WHAT YOU HAVE TO DO -> Type out the data again, word for word and in full.

(Stored data)
PR #319, opened 2019-04-02
bypass any group claims that start with [ to fix SQL error during aut…

bsmithvt:
…hentication

### DIFF
--- a/Fabric.Identity.API/Management/UserLoginManager.cs
+++ b/Fabric.Identity.API/Management/UserLoginManager.cs
@@ -6,8 +6,6 @@ using System.Threading.Tasks;
 using Fabric.Identity.API.Models;
 using Fabric.Identity.API.Persistence;
 using IdentityModel;
-using Newtonsoft.Json;
-using Newtonsoft.Json.Linq;
 using Serilog;
 
 namespace Fabric.Identity.API.Management
--- a/Fabric.Identity.API/Management/UserLoginManager.cs
+++ b/Fabric.Identity.API/Management/UserLoginManager.cs
@@ -6,6 +6,8 @@ using System.Threading.Tasks;
 using Fabric.Identity.API.Models;
 using Fabric.Identity.API.Persistence;
 using IdentityModel;
+using Newtonsoft.Json;
+using Newtonsoft.Json.Linq;
 using Serilog;
 
 namespace Fabric.Identity.API.Management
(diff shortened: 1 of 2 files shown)


Fabric.Identity.API/Management/UserLoginManager.cs
```diff
@@ -113,7 +113,17 @@ private List<Claim> FilterClaims(IEnumerable<Claim> incomingClaims)
                 // copy the claim as-is
                 else
                 {
-                    filtered.Add(claim);
+                    if (claim.Type == FabricIdentityConstants.FabricClaimTypes.Groups)
+                    {
+                        if (string.IsNullOrEmpty(claim.Value) || !claim.Value.StartsWith("["))
```
michaelvidal24: Do we want to add empty claims to the list?

Fabric.Identity.API/Management/UserLoginManager.cs
```diff
@@ -113,7 +113,17 @@ private List<Claim> FilterClaims(IEnumerable<Claim> incomingClaims)
                 // copy the claim as-is
                 else
                 {
-                    filtered.Add(claim);
+                    if (claim.Type == FabricIdentityConstants.FabricClaimTypes.Groups)
```
michaelvidal24: Should we add some of these nested if's to an else if to reduce some nesting?

Fabric.Identity.API/Management/UserLoginManager.cs
bsmithvt: We were adding them in the original version.

```
else
{
   filtered.Add(claim);
}
```

Fabric.Identity.API/Management/UserLoginManager.cs
bsmithvt: Do you mean pulling the `if (claim.Type == FabricIdentityConstants.FabricClaimTypes.Groups)` out of the `else`?

Fabric.Identity.API/Management/UserLoginManager.cs
michaelvidal24: ok - just looked weird...what claims do we get that are empty?

bsmithvt: I don't see any in my DB that are null or empty, but the `UserClaims` table `Value` column is nullable.

Fabric.Identity.API/Management/UserLoginManager.cs
michaelvidal24: Yeah, basically combining it with the else above to make it an else if - but its not really necessary.

Fabric.Identity.API/Management/UserLoginManager.cs
michaelvidal24: ok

RESULT FOR THIS TASK ->
PR #319, opened 2019-04-02
bypass any group claims that start with [ to fix SQL error during aut…

bsmithvt:
…hentication

### DIFF
--- a/Fabric.Identity.API/Management/UserLoginManager.cs
+++ b/Fabric.Identity.API/Management/UserLoginManager.cs
@@ -6,8 +6,6 @@ using System.Threading.Tasks;
 using Fabric.Identity.API.Models;
 using Fabric.Identity.API.Persistence;
 using IdentityModel;
-using Newtonsoft.Json;
-using Newtonsoft.Json.Linq;
 using Serilog;
 
 namespace Fabric.Identity.API.Management
--- a/Fabric.Identity.API/Management/UserLoginManager.cs
+++ b/Fabric.Identity.API/Management/UserLoginManager.cs
@@ -6,6 +6,8 @@ using System.Threading.Tasks;
 using Fabric.Identity.API.Models;
 using Fabric.Identity.API.Persistence;
 using IdentityModel;
+using Newtonsoft.Json;
+using Newtonsoft.Json.Linq;
 using Serilog;
 
 namespace Fabric.Identity.API.Management
(diff shortened: 1 of 2 files shown)


Fabric.Identity.API/Management/UserLoginManager.cs
```diff
@@ -113,7 +113,17 @@ private List<Claim> FilterClaims(IEnumerable<Claim> incomingClaims)
                 // copy the claim as-is
                 else
                 {
-                    filtered.Add(claim);
+                    if (claim.Type == FabricIdentityConstants.FabricClaimTypes.Groups)
+                    {
+                        if (string.IsNullOrEmpty(claim.Value) || !claim.Value.StartsWith("["))
```
michaelvidal24: Do we want to add empty claims to the list?

Fabric.Identity.API/Management/UserLoginManager.cs
```diff
@@ -113,7 +113,17 @@ private List<Claim> FilterClaims(IEnumerable<Claim> incomingClaims)
                 // copy the claim as-is
                 else
                 {
-                    filtered.Add(claim);
+                    if (claim.Type == FabricIdentityConstants.FabricClaimTypes.Groups)
```
michaelvidal24: Should we add some of these nested if's to an else if to reduce some nesting?

Fabric.Identity.API/Management/UserLoginManager.cs
bsmithvt: We were adding them in the original version.

```
else
{
   filtered.Add(claim);
}
```

Fabric.Identity.API/Management/UserLoginManager.cs
bsmithvt: Do you mean pulling the `if (claim.Type == FabricIdentityConstants.FabricClaimTypes.Groups)` out of the `else`?

Fabric.Identity.API/Management/UserLoginManager.cs
michaelvidal24: ok - just looked weird...what claims do we get that are empty?

bsmithvt: I don't see any in my DB that are null or empty, but the `UserClaims` table `Value` column is nullable.

Fabric.Identity.API/Management/UserLoginManager.cs
michaelvidal24: Yeah, basically combining it with the else above to make it an else if - but its not really necessary.

Fabric.Identity.API/Management/UserLoginManager.cs
michaelvidal24: ok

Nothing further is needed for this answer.